Interop: Someone somewhere expects an unsigned value, so you have to convert your stuff at some point. You should try to convert it as late as possible, but with some sanity check. For instance, if you call an API which expects an unsigned size, and you have a signed size in your application, convert only after sanity-checking your signed value!
I/O: Disk or network I/O often requires the use of unsigned data types, as you typically want to work on the raw bit pattern of the value and not on the actual value. In this case, unsigned types fit and should be used.

Everywhere else, you should really try hard to avoid them. Especially when you design an API, stay away from unsigned types. There’s a very good article by Scott Meyers on this topic which explains the problems with unsigned types and interfaces. The main problem is that an unsigned type makes error/sanity checking impossible. If you have a function like memset(void* t, size_t size) and a pod like

struct pod {
    unsigned char flags;
    Vector3 coords;
};

and you pass on something like memset(&pod, sizeof (pod) - sizeof (Vector4)); because you vaguely remembered that pod has a Vector4 and a flags field in it, you’re going to clear around 18446744073709551613 bytes worth of data if running on a 64-bit system – with signed types, a quick assert(size <= 0); would have failed with size == -3.

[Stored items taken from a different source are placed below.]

PR #329, opened 2022-03-11
Add plaintext description field to Package.

nuclearsandwich:
This patch adds a `_get_node_text` function to the package module's xml processing toolset: a basic plaintext renderer for xhtml descriptions which also extracts text from formatting tags such as `<em>` or `<a>` although it does not render or preserve the href attribute on a tags in any way. All literal whitespace is compressed into a single ` ` so the only way to insert a newline into the plaintext description is by using a `<br>` tag. 

I used this to add a new `plaintext_description` field to a parsed package where I take the extra step of trimming whitespace around newlines even though they are technically valid it doesn't match the expectations established by first writing an xml description and then hand-rendering it as plaintext.

## Motivation and background

There are several cases where a package.xml description is meant to be "rendered" as plain text.
According to [REP-149](https://www.ros.org/reps/rep-0149.html#description) the description "may contain XHTML" but depending on where the description is used "XML tags and multiple whitespaces might be stripped".

The existing description field does not do any sort of whitespace manipulation, nor does it actually strip XHTML tags. This results in extremely odd formatting when used in plaintext contexts, such as a `PKG-INFO` file within a python sdist.

Consider the [description for actionlib](https://github.com/ros/actionlib/blob/3073509690976a8816636d41f04c013633f1c119/actionlib/package.xml#L6-L11)

```
  <description>
    The actionlib stack provides a standardized interface for
    interfacing with preemptable tasks. Examples of this include moving
    the base to a target location, performing a laser scan and returning
    the resulting point cloud, detecting the handle of a door, etc.
  </description>
```

This is currently parsed as
```
'The actionlib stack provides a standardized interface for\n    interfacing with preemptable tasks. Examples of this include moving\n    the base to a target location, performing a laser scan and returning\n    the resulting point cloud, detecting the handle of a door, etc.'
```

All interior whitespace is retained which results in an oddly formatted description since the line breaks do not have any inherent semantic value but appear to be formatted just to adhere to 72-character line widths.

When discussing #316 and #326 both of which are proposals to manipulate the description in order to conform to changes in setuptools each proposal assumed that lines would be "sensibly formatted" to start with and that taking either the first "line" or replacing line breaks with single spaces would retain a sensibly formatted, if truncated description. However if we took only the first line of the above description (as in #326) it would yield:
```
The actionlib stack provides a standardized interface for
```

If we we compressed newlines into spaces and then took the first 200 characters (as in #316) it would yield:
```
The actionlib stack provides a standardized interface for     interfacing with preemptable tasks. Examples of this include moving     the base to a target location, performing a laser scan and retu...
```

While trying to decide which of these is the "lesser of two unfortunates" I got it into my head that we should really be treating these like an HTML renderer does and treating any combination of whitespace as a single space. I turned to the XML specification to back me up on this. From section [2.10 on white space handling](https://www.w3.org/TR/2008/REC-xml-20081126/#sec-white-space)

> An XML processor MUST always pass all characters in a document that are not markup through to the application. A validating XML processor MUST also inform the application which of these characters constitute white space appearing in element content.

Which prompts me to conclude that catkin_pkg is our application and that we should be deciding how to treat whitespace. The description in REP-149 specifically states that whitespace may be stripped in certain situations and I think that a plaintext "rendering" of an xhtml description field like actionlib's should result in the following string:

```
The actionlib stack provides a standardized interface for interfacing with preemptable tasks. Examples of this include moving the base to a target location, performing a laser scan and returning the resulting point cloud, detecting the handle of a door, etc.
```

### DIFF
--- a/src/catkin_pkg/package.py
+++ b/src/catkin_pkg/package.py
@@ -628,7 +628,7 @@ def parse_package_string(data, filename=None, warnings=None):
 
     # description
     pkg.description = _get_node_value(_get_node(root, 'description', filename), allow_xml=True, apply_str=False)
-    pkg.plaintext_description = _get_node_text(_get_node(root, 'description', filename))
+    pkg.plaintext_description = re.sub(' +(\n+) +', r'\1', _get_node_text(_get_node(root, 'description', filename)), flags=re.MULTILINE)
 
     # at least one maintainer, all must have email
     maintainers = _get_nodes(root, 'maintainer')
--- a/src/catkin_pkg/package.py
+++ b/src/catkin_pkg/package.py
@@ -137,6 +137,9 @@ class Package(object):
             data[attr] = getattr(self, attr)
         return str(data)
 
+    def plaintext_description(self):
+        return self.description
+
     def has_buildtool_depend_on_catkin(self):
         """
         Return True if this Package buildtool depends on catkin, otherwise False.
--- a/src/catkin_pkg/package.py
+++ b/src/catkin_pkg/package.py
@@ -813,7 +813,7 @@ def _get_node_text(node, strip=True):
     value = ''
     for child in node.childNodes:
         if child.nodeType == child.TEXT_NODE:
-            value += re.sub('\s+', ' ', child.data)
+            value += re.sub(r'\s+', ' ', child.data)
         elif child.nodeType == child.ELEMENT_NODE:
             if child.tagName == 'br':
                 value += '\n'
--- a/src/catkin_pkg/package.py
+++ b/src/catkin_pkg/package.py
@@ -137,7 +137,7 @@ class Package(object):
             data[attr] = getattr(self, attr)
         return str(data)
 
-    def plaintext_description(self):
+    def get_plaintext_description(self):
         return self.description
 
     def has_buildtool_depend_on_catkin(self):
--- a/src/catkin_pkg/package.py
+++ b/src/catkin_pkg/package.py
@@ -60,6 +60,7 @@ class Package(object):
         'version',
         'version_compatibility',
         'description',
+        'plaintext_description',
         'maintainers',
         'licenses',
         'urls',
@@ -138,7 +139,7 @@ class Package(object):
         return str(data)
 
     def get_plaintext_description(self):
-        return self.description
+        return self.plaintext_description
 
     def has_buildtool_depend_on_catkin(self):
         """
@@ -627,6 +628,7 @@ def parse_package_string(data, filename=None, warnings=None):
 
     # description
     pkg.description = _get_node_value(_get_node(root, 'description', filename), allow_xml=True, apply_str=False)
+    pkg.plaintext_description = _get_node_text(_get_node(root, 'description', filename))
 
     # at least one maintainer, all must have email
     maintainers = _get_nodes(root, 'maintainer')
@@ -804,6 +806,23 @@ def _get_node_value(node, allow_xml=False, apply_str=True):
         value = (''.join([n.data for n in node.childNodes if n.nodeType == n.TEXT_NODE])).strip(' \n\r\t')
     if apply_str:
         value = str(value)
+    return value
+
+
+def _get_node_text(node, strip=True):
+    value = ''
+    for child in node.childNodes:
+        if child.nodeType == child.TEXT_NODE:
+            value += re.sub('\s+', ' ', child.data)
+        elif child.nodeType == child.ELEMENT_NODE:
+            if child.tagName == 'br':
+                value += '\n'
+            else:
+                value += _get_node_text(child, strip=False)
+        else:
+            assert 'unreachable'
+    if strip:
+        value = value.strip()
     return value
 
 
--- a/src/catkin_pkg/package.py
+++ b/src/catkin_pkg/package.py
@@ -138,9 +138,6 @@ class Package(object):
             data[attr] = getattr(self, attr)
         return str(data)
 
-    def get_plaintext_description(self):
-        return self.plaintext_description
-
     def has_buildtool_depend_on_catkin(self):
         """
         Return True if this Package buildtool depends on catkin, otherwise False.
--- a/test/test_package.py
+++ b/test/test_package.py
@@ -388,7 +388,7 @@ class PackageTest(unittest.TestCase):
         assert package.get_plaintext_description() == """\
 A package with an XHTML description.
 
-This package contains several xhtml tags which are, according to REP-149, meant to be handled properly but "XML tags and multiple whitespaces" may be stripped in some situations. Ahother sentence in this quasi-paragraph will continue to appear on the same plaintext line becuase there was no <br/> tag to indicate a newline should appear in the output text.
+This package contains several xhtml tags which are, according to REP-149, meant to be properly handled but "XML tags and multiple whitespaces" may be stripped in some situations. Another sentence in this quasi-paragraph will continue to appear on the same plaintext line because there was no <br/> tag to indicate a newline should appear in the output text.
 This text should appear on a subsequent line.\
 """
 
--- a/test/test_package.py
+++ b/test/test_package.py
@@ -385,7 +385,7 @@ class PackageTest(unittest.TestCase):
         filename = os.path.join(test_data_dir, 'xhtml_description.xml')
         package = parse_package(filename)
         assert package.description
-        assert package.get_plaintext_description() == """\
+        assert package.plaintext_description == """\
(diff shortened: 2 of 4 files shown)


cottsay (approved):

nuclearsandwich:
Thanks for the initial review @cottsay I ought to've clarified that I planned to do some iterating _in this PR_ rather than just merge an as-yet-unused test fixture. I should have opened this PR in draft and have now flipped it to one.

test/test_package.py
```diff
@@ -381,6 +381,16 @@ def test_parse_package_invalid(self):
...
 
+    def test_parse_package_xhtml_description(self):
+        filename = os.path.join(test_data_dir, 'xhtml_description.xml')
+        package = parse_package(filename)
+        assert package.description
+        assert package.plaintext_description() == """
+A package with an XHTML description.
+
+This package contains several xhtml tags which are, according to REP-149, meant to be handled properly but "XML tags and multiple whitespaces" may be stripped in some situations.
+        """
```
nuclearsandwich, line 392: I'm looking for pre-review feedback. Do folks generally agree that this is an appropriate plaintext rendering of the html description in [`test/data/package/xhtml_description.xml`](https://github.com/ros-infrastructure/catkin_pkg/blob/51ee3aad4b7169f04cbf32d78fb7c02066f23d6f/test/data/package/xhtml_description.xml)?

src/catkin_pkg/package.py
```diff
@@ -137,6 +137,9 @@ def __str__(self):
             data[attr] = getattr(self, attr)
         return str(data)
 
+    def plaintext_description(self):
+        return self.description
+
```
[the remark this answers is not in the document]
cottsay: I'm OK with a function, but I think it should start with `get_` if it is.

test/test_package.py
nuclearsandwich: I believe that everything inside the """ is getting captured, so we shouldn't expect to see the leading or trailing whitespace and line breaks.

I noticed this as well and pushed 4bba520.  Thanks for the close read!

src/catkin_pkg/package.py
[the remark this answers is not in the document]
nuclearsandwich: Done in [4deff0a](https://github.com/ros-infrastructure/catkin_pkg/pull/329/commits/4deff0aeb7366b0b722b5849524607192c7b91b2)

test/test_package.py
nuclearsandwich: > What you have looks right to me. Please include an additional sentence after the last one to explicitly show that behavior as well.

[`a79c056` (#329)](https://github.com/ros-infrastructure/catkin_pkg/pull/329/commits/a79c0564ce67285821e5d8145423d8638bb03122)

nuclearsandwich:
The latest push gets us closer but still not home. There are some small whitespace discrepancies between what I've got and our intended rendering of the text which I need to figure out if I can handle in a reasonable way or if we have to make concessions in our expectations. Incidentally, I moved the processing of the plaintext_description into the xml processing phase since it's much easier to do this on an extant DOM rather than trying to do something at runtime. Since I'm storing this in a `plaintext_description` attribute I think we can probably cut the getter function and rewrite the test to just check the attribute.

```
    """
E   assert ('A package with an XHTML description. \n'\n '\n'\n ' This package contains several xhtml tags which are, according to REP-149, '\n 'meant to be properly handled but "XML tags and multiple whitespaces" may be '\n 'stripped in some situations. Another sentence in this quasi-paragraph will '\n 'continue to appear on the same plaintext line because there was no <br/> tag '\n 'to indicate a newline should appear in the output text. \n'\n ' This text should appear on a subsequent line.') == ('A package with an XHTML description.\n'\n '\n'\n 'This package contains several xhtml tags which are, according to REP-149, '\n 'meant to be properly handled but "XML tags and multiple whitespaces" may be '\n 'stripped in some situations. Another sentence in this quasi-paragraph will '\n 'continue to appear on the same plaintext line because there was no <br/> tag '\n 'to indicate a newline should appear in the output text.\n'\n 'This text should appear on a subsequent line.')
E     - A package with an XHTML description.
E     + A package with an XHTML description.
E     ?                                     +
E
E     - This package contains several xhtml tags which are, according to REP-149, meant to be properly handled but "XML tags and multiple whitespaces" may be stripped in some situations. Another sentence in this quasi-paragraph will continue to appear on the same plaintext line because there was no <br/> tag to indicate a newline should appear in the output text.
E     +  This package contains several xhtml tags which are, according to REP-149, meant to be properly handled but "XML tags and multiple whitespaces" may be stripped in some situations. Another sentence in this quasi-paragraph will continue to appear on the same plaintext line because there was no <br/> tag to indicate a newline should appear in the output text.
E     ? +                                                                                                                                                                                                                                                                                                                                                                     +
E     - This text should appear on a subsequent line.
E     +  This text should appear on a subsequent line.
E     ? +

test/test_package.py:388: AssertionError
```

tfoote (approved):
This looks good to me. There's a level that I don't think that we should do a character by character test for all the parsed outputs. But maybe just a few checks for specific things that are properly escaped etc would make sense. And we can trust that the specific behaviors are well defined by the parser that we're relying upon and we can just spec that we'll follow the parser.

nuclearsandwich:
As much as it _bugs_ me, the result of the current processing _is_ actually, more or less, what an html plaintext rendering would produce. I think I do want to try and strip spaces around newlines but I may not keep it unless I can find a way to prove it doesn't misbehave.

src/catkin_pkg/package.py
```diff
@@ -804,6 +809,23 @@ def _get_node_value(node, allow_xml=False, apply_str=True):
...
+        elif child.nodeType == child.ELEMENT_NODE:
+            if child.tagName == 'br':
+                value += '\n'
+            else:
+                value += _get_node_text(child, strip=False)
+        else:
+            assert 'unreachable'
+    if strip:
+        value = value.strip()
+    return value
```
cottsay, line 826: Maybe something like this could help? As I understand it, the only way for a newline to show up is when `<br/>` is used, so this should hold for all cases.
```suggestion
    return re.sub('\s?\n\s?', '\n', value)
```

nuclearsandwich: This is actually really close to what I ended up with in https://github.com/ros-infrastructure/catkin_pkg/pull/329/commits/b251bb7ee1914d16a443b0d93639dfe51b307872. I implemented it in _only_ for the plaintext_description as I don't think it's generally "less correct", I also made sure to preserve the number of consecutive newlines.

nuclearsandwich:
> There's a level that I don't think that we should do a character by character test for all the parsed outputs. But maybe just a few checks for specific things that are properly escaped etc would make sense. And we can trust that the specific behaviors are well defined by the parser that we're relying upon and we can just spec that we'll follow the parser.


> There's a level that I don't think that we should do a character by character test for all the parsed outputs. But maybe just a few checks for specific things that are properly escaped etc would make sense.

The description I put in the test is meant to be a sort of "catchall canary" for all the stuff I think we should care about such as "flattening" text values from tags, compressing whitespace according to html rendering convention, and honoring `<br>` tags as newlines in the result.

I expect this description to grow into an arcane horror as time goes on. Not the easiest thing to test individual facets but perhaps easier than separate fixtures for each element (and testing them in combination has its own benefit.)

> And we can trust that the specific behaviors are well defined by the parser that we're relying upon and we can just spec that we'll follow the parser.

XML itself makes no assertions about whitespace except that it should be handed over intact to the application which may decide what to do with it and in general should not be expected to be preserved.

From the XML specification section 2.10 on white space handling: 

> An XML processor MUST always pass all characters in a document that are not markup through to the application. A validating XML processor MUST also inform the application which of these characters constitute white space appearing in element content.

In this case, catkin_pkg is the application and should decide what to do about whitespace.
The existing `description` is being left as-is, I'm not entirely certain if the way the description is stored whether or not it is usable as an xml fragment so we may be back later to add an `xml_description` field. index.ros.org doesn't use catkin_pkg at all and is using a generic XML parser to extract the description and render it as html so that isn't a reliable indicator that the current description is correct in that case although the years without complaint means at least no one is stressing out about it.

This also means that catkin_pkg should determine how best to represent the description in plaintext contexts and I think this is a good first try. It'd be interesting to do other things like render emphasis or links using markdown style but that rapidly moves into territory that pushes the boundaries of "plain text" and leaves room for difference of opinion vs just extracting text content recursively from child nodes and doing something "sensible" with whitespace.

cottsay (approved):
This looks great, thanks for tackling it.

This happens far more often than you would expect. Since I’m trying to use signed types as much as possible, I’ve found lots of lots of places where I can sanity-check values using asserts and pre-condition checks than before. Even for typical use cases like I/O routines (fwrite) or memory stuff (malloc), you can get away with one less bit in practically every case – I don’t remember ever having seen a call which would allocate or write more than 2³¹ elements on a 32-bit machine; let alone 2⁶³ elements on a 64-bit machine. So, next time before you start typing unsigned type size, think twice if you’re really ever going to need that extra bit, or whether you are willing to trade it off for error checking.

Note: This does not imply that you don’t have to think about valid value ranges. The only help you get from signed types is that overflows are much harder to exploit if you sanitize most values in between. You should however still use things like SafeInt to make sure your arithmetic stays in range.